Campus News - October 15, 2001

UNM's best kept secret
Taos blends academics, trades

By Carolyn Gonzales

James Rannefeld, dean of instruction at UNM-Taos, is passionate about integrating academic education with career training.

UNM-Taos has six Career Academies offering programs created around the needs of the Taos community, says Rannefeld.

Offering programs in arts and culture as well as science and math dispels the myth that Taos is “only an arts town,” says Rannefeld, noting that a Licensed Practical Nursing (LPN) program is being added next year. Other Career Academies focus on business and computer technology, professions and liberal arts, health and human services, and trades and industry.

Each academy integrates both academics and career-technical courses and programs. “By intermingling we hope to prepare our students for a career that is relevant to them, whether they want to become professors or plumbers,” he says.

Taos offers only one four-year degree, a BUS, through Extended University, 16 associate degrees and 17 certificate programs for its 1,200 students in 170 classes. Student enrollment is split almost 50-50 between academics and career-technical programs.

Taos also offers concurrent enrollment for high school students. Since opening up UNM-Taos to those students, the area high school has adapted the academy system model. “We can offer a seamless K-14 educational environment,” says Rannefeld, noting that they are also working with Questa, Peñasco, Cimarron and Mora. “Getting students involved and thinking ahead helps them to move to UNM-Taos or main campus readily,” he says.

UNM-Taos is a bargain, too. At $38 per credit hour, classes are one-third the cost of main campus.

Being responsive to community requests has led UNM-Taos to offer outdoor education – to train river rafters and ski patrols – and healing arts. “The healing arts program is expansive. It includes courses in oriental medicine, acupuncture, drumming, massage, yoga, akido, holistic health and more,” says Rannefeld.

Rannefeld looks at German education

UNM-Taos Dean of Instruction James Rannefeld took part in a trip to Germany offered through UNM’s Atlantic Bridge on the Camino Real. The program provided participants the opportunity to look at the German dual vocational educational system.

He appreciated the opportunity to see the historical guild system at work, but more importantly, he says, “Vocational studies are not looked down upon in Germany. Vocational training and academics are mutually respectful of one another,” he says, adding that everyone should be respected for who they are and what they do.

He says there is no such thing as “one size fits all” education and we can’t view those outside the college track as failures. “Some people learn on the job, as we saw in Germany and we see here. That is a valid education. Learning is a key survival skill.”


He’s equally enthusiastic about the academic preparedness UNM-Taos provides. “We provide the best gateway to main campus,” he says, pointing to the small classes, good teachers and schedules that accommodate working professionals as critical to their success.
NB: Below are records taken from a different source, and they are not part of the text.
PR #303, opened 2020-08-10
Add disabled prop to Checkbox component

AlyssaKirstine:
This PR adds a disabled prop to the Checkbox component and disables the checkbox when this prop is true by changing the background color of it and preventing the user from clicking the checkbox. This is needed more immediately for the CCPA Opt Out project.

Note: This is no longer needed for the CCPA Opt Out project (we decided to use a button instead), but I might as well still publish this in Radiance since I did the work for it.

Screen Shot 2020-08-10 at 4 14 16 PM

### DIFF
--- a/src/shared-components/selectorButton/style.js
+++ b/src/shared-components/selectorButton/style.js
@@ -51,8 +51,8 @@ const secondarySelectorStyle = checked => css`
 `;
 
 const disabledSelectorStyle = css`
-  background-color: ${COLORS.purple30};
-  border-color: ${COLORS.purple30};
+  background-color: ${COLORS.disabled};
+  border-color: ${COLORS.disabled};
   cursor: not-allowed;
 `;
 
--- a/src/shared-components/selectorButton/style.js
+++ b/src/shared-components/selectorButton/style.js
@@ -51,8 +51,8 @@ const secondarySelectorStyle = checked => css`
 `;
 
 const disabledSelectorStyle = css`
-  background-color: ${COLORS.disabled};
-  border-color: ${COLORS.disabled};
+  background-color: ${COLORS.purple30};
+  border-color: ${COLORS.purple30};
   cursor: not-allowed;
 `;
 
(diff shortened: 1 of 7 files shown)


stories/checkbox/index.js
```diff
@@ -1,10 +1,12 @@
...
 import { storiesOf } from '@storybook/react';
 import { withDocs } from 'storybook-readme';
-import { withKnobs, text, boolean, select } from '@storybook/addon-knobs';
+import {
+  withKnobs, text, boolean, select, 
+} from '@storybook/addon-knobs';
 import { action } from '@storybook/addon-actions';
 import { css } from '@emotion/core';
-
+// eslint-disable-next-line import/extensions
```
AlyssaKirstine, line 9:
```suggestion
```

src/shared-components/selectorButton/style.js
```diff
@@ -30,12 +30,14 @@ export const OuterContainer = styled.div`
...
 
 export const SelectorIcon = styled.div`
-  cursor: pointer;
   fill: currentColor;
   left: 50%;
   position: absolute;
   top: 50%;
   transform: translate(-50%, -50%);
+  ${({ disabled }) => css`
+    cursor: ${disabled ? 'not-allowed' : 'pointer'};
```
ZeMunchkin, line 39: 💯

stories/checkbox/index.js
```diff
@@ -24,6 +25,9 @@ stories.add(
       <Checkbox type="secondary" checked>
         This is a secondary checkbox
       </Checkbox>
+      <Checkbox checked disabled>
+        This is a disabled checkbox
```
ZeMunchkin, line 29: Should also add the Storybook knob below to control the disabled prop (see lines 39-51)

AlyssaKirstine: Good point. Thanks. Added [here.](https://github.com/curology/radiance-ui/pull/303/commits/3566deec38ff7f37bfbb1d454476490d45654dd7)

Rannefeld says that instruction is excellent because many teachers retire in the area and want to remain involved. “Finding people to teach trades is more difficult, though, because good trades people make more money practicing their craft than working in the classroom,” he says, noting that the same holds true with computer technicians.
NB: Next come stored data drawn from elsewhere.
PR #316, opened 2020-08-20
[TS conversion] - Progress Bar and update dependencies

daigof:
- Convert ProgressBarComponent add 1 more test

- TS flagged we had a typo in ANIMATION.defaultTiming was `defaultIming` before for so long

- change `@babel/env` to `@babel/preset-env` in babel configs to be consistent with official docs

- Add  TSX snapshots exclude rule for  test Coverage calculation (long overdue)

- removed plain old `babel-core` npm library

- Update Babel and related presets (not mayor version)

- Update Jest, Typescript and babel-jest to latest version. 

### Dependencies Update Reason
I had a test error where Jest/Babel didnt like `as const` added in `PROGRESS_BAR_STATUS` const.


package.json
```diff
@@ -53,14 +53,14 @@
   "homepage": "https://github.com/PocketDerm/radiance-ui#readme",
   "devDependencies": {
     "@babel/cli": "^7.1.2",
-    "@babel/core": "^7.1.2",
+    "@babel/core": "^7.11.1",
     "@babel/plugin-proposal-class-properties": "^7.1.0",
```
michaeljaltamirano, line 57: We should bump all the babel packages in lock-step: @babel/cli, @babel/plugin-proposal-class-properties, @babel/plugin-proposal-export-default-from, @babel/plugin-proposal-export-namespace-from, @babel/plugin-transform-parameters, @babel/preset-react, @babel/register

src/.babelrc
```diff
@@ -1,6 +1,6 @@
 {
   "presets": [
-    ["@babel/env", {
+    ["@babel/preset-env", {
```
michaeljaltamirano, line 3: FWIW the babel docs use both: https://babeljs.io/docs/en/usage

src/constants/progressBarStatus/index.ts
```diff
@@ -1,5 +1,7 @@
-export default {
+const PROGRESS_BAR_STATUS = {
```
michaeljaltamirano, line 1: 🙏

src/shared-components/progressBar/style.ts
```diff
@@ -3,35 +3,42 @@ import { css, keyframes } from '@emotion/core';
...
+  height: number;
+  status: ProgressBarStatusType;
+}>`
   position: absolute;
   top: 0;
   left: 0;
   right: 0;
   background: ${props => props.backgroundColor};
   overflow: hidden;
-  transition: opacity ${ANIMATION.defaultIming} ease-in-out 500ms;
```
michaeljaltamirano, line 18: Catching the typos might be my favorite part of TypeScript 🙂

src/shared-components/progressBar/__snapshots__/test.tsx.snap
```diff
@@ -0,0 +1,137 @@
...
+  }
+
+  to {
+    -webkit-transform: translateX(-5%);
+    -ms-transform: translateX(-5%);
+    transform: translateX(-5%);
+  }
+}
+
+@keyframes animation-0 {
```
michaeljaltamirano, line 18: Do we know why this is showing two separate keyframes with the same name? Is it fixing the typo? Are we duplicating the style somehow (maybe because there was a typo, we didn't see it working, and so activated it some other way?)

src/shared-components/progressBar/index.tsx
```diff
@@ -4,18 +4,34 @@ import PropTypes from 'prop-types';
 import { COLORS, PROGRESS_BAR_STATUS } from '../../constants';
 import { OuterContainer, InnerBar } from './style';
 
+export type ProgressBarStatusType =
```
michaeljaltamirano, line 7: I think this might be easier if we pull over the `valueof` utility into this repo.

```ts
type valueof<T> = T[keyof T];
type ProgressBarStatusTypes = valueof<typeof PROGRESS_BAR_STATUS>;
```

src/shared-components/progressBar/index.tsx
```diff
@@ -4,18 +4,34 @@ import PropTypes from 'prop-types';
...
+  // ...rest type
+  [key: string]: any;
+};
+
 const ProgressBar = ({
-  backgroundColor,
-  barColor,
-  height,
-  loadingTime,
+  backgroundColor = COLORS.background,
```
michaeljaltamirano, line 23: We can just go ahead and remove the `defaultProps` and rely on ES6 defaults alone. I think that should be our preference going forward.

src/shared-components/progressBar/style.ts
```diff
@@ -3,35 +3,42 @@ import { css, keyframes } from '@emotion/core';
...
+  transition: opacity ${ANIMATION.defaultTiming} ease-in-out 500ms;
   width: 100%;
   z-index: 2;
   height: ${props => `${props.height}px`};
 
   ${({ status }) =>
-    [PROGRESS_BAR_STATUS.success, PROGRESS_BAR_STATUS.error].includes(status) &&
+    (status === PROGRESS_BAR_STATUS.success ||
```
michaeljaltamirano, line 30: Was the change from using the array a TypeScript thing, or personal preference?

src/shared-components/progressBar/test.tsx
```diff
@@ -0,0 +1,35 @@
...
+    it('renders with default props', () => {
+      const component = renderer.create(
+        <ProgressBar status={PROGRESS_BAR_STATUS.loading} />,
+      );
+
+      const tree = component.toJSON();
+      expect(tree).toMatchSnapshot();
+    });
+
+    it('renders with custom props', () => {
```
michaeljaltamirano, line 19: 🙏

src/shared-components/progressBar/__snapshots__/test.tsx.snap
daigof: the typo influenced the `transition` css not the animation.  I analyzed and see no apparent issues. Remeber we updated Jest to a new mayor version so that could be it also the default props test looks the same (except for the defaultTiming fix) and only defines it once I think is just a snapshot creation thing

package.json
daigof: piushing this soon

src/shared-components/progressBar/index.tsx
daigof: it worked with `export type ProgressBarStatusType = keyof (typeof PROGRESS_BAR_STATUS);`
thanks I was looking for an example to reduce the lines

michaeljaltamirano: @daigof That works because the keys happen to match the values, but we should be sure to target the literal values instead of the keys. So you can just in-line the `valueof` definition: `typeof PROGRESS_BAR_STATUS[keyof typeof PROGRESS_BAR_STATUS]` should work.

src/shared-components/progressBar/index.tsx
daigof: eslint will protest that non required proptypes requires a default Proptype

src/shared-components/progressBar/style.ts
daigof: TS protested that `loading` could never be assigned to the ['success','error'] array I decided to refactor instead of ts-ignoring

src/shared-components/progressBar/index.tsx
michaeljaltamirano: @daigof We can eliminate that rule for function components by changing the `eslint` rules:

```
"react/require-default-props": [
      "error",
      { "ignoreFunctionalComponents": true }
    ],
```

package.json
daigof: pushed all updated dependecies. Bundle size matches what we have in curology now

src/shared-components/progressBar/index.tsx
daigof: Yeah I understand about key thing. 
I was honestly looking for a better way to define my type, Ill push the version you provided but it looks kind of weird sort of for readability purpose or short list of props the first way I coded look better maybe?

I want to have this at hand for future uses so I want to commit your version

src/shared-components/progressBar/index.tsx
daigof: done. nice, Thanks for this standarization, Ill start applying in Radiance

src/shared-components/progressBar/index.tsx
michaeljaltamirano: I agree it's not very readable, so we should probably add the `valueof` to be able to be used everywhere like we do in our main repo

“One-fourth of our students go on to UNM or another institution,” says Rannefeld who notes that students who come out of UNM-Taos or a community college setting are more successful, more prepared for the remaining two years of their education than those who start at a four-year school.

Rannefeld points to a corollary benefit to integrating academics and trades. “Increasingly students who start out in career technical programs decide later to pursue academic programs.”

Rannefeld is typical, perhaps, of many of his friends and neighbors in Taos. He’s well-educated with a bachelor’s degree in paleontology from Texas Tech and a master’s degree in oceanography from Texas A&M. He got “burned out” in academia and became a carpenter. Like many other Taoseños, he went into business for himself, at one point having 10 craftsmen working for him and showing and selling his furniture internationally.

He ended up at UNM-Taos after his wife suffered a serious accident completely altering their lives. He taught woodworking, revamped the art department, became vocational coordinator, director, and now dean of instruction and oceanography instructor.
He says UNM-Taos has come a long way in the eight years he’s been there. He credits its affiliation with UNM for much of it.

Prior to this, the school had been affiliated with the Northern New Mexico Community College in Española and had an association with Highlands, in Las Vegas, as well.

“Resources hadn’t been forthcoming before UNM. Career and technical programs jumped by 40-50 percent for awhile,” he says.

Taos gets its money through a state allocation, just as main campus does, and it provides a fee to main campus. They also recently received a Title V grant of $2 million over five years. “It helped us double our full time faculty from four to eight,” says Rannefeld, indicating that the school employs 120 adjunct faculty.

“We’re worth paying attention to,” says Rannefeld. “We’re UNM’s best kept secret.”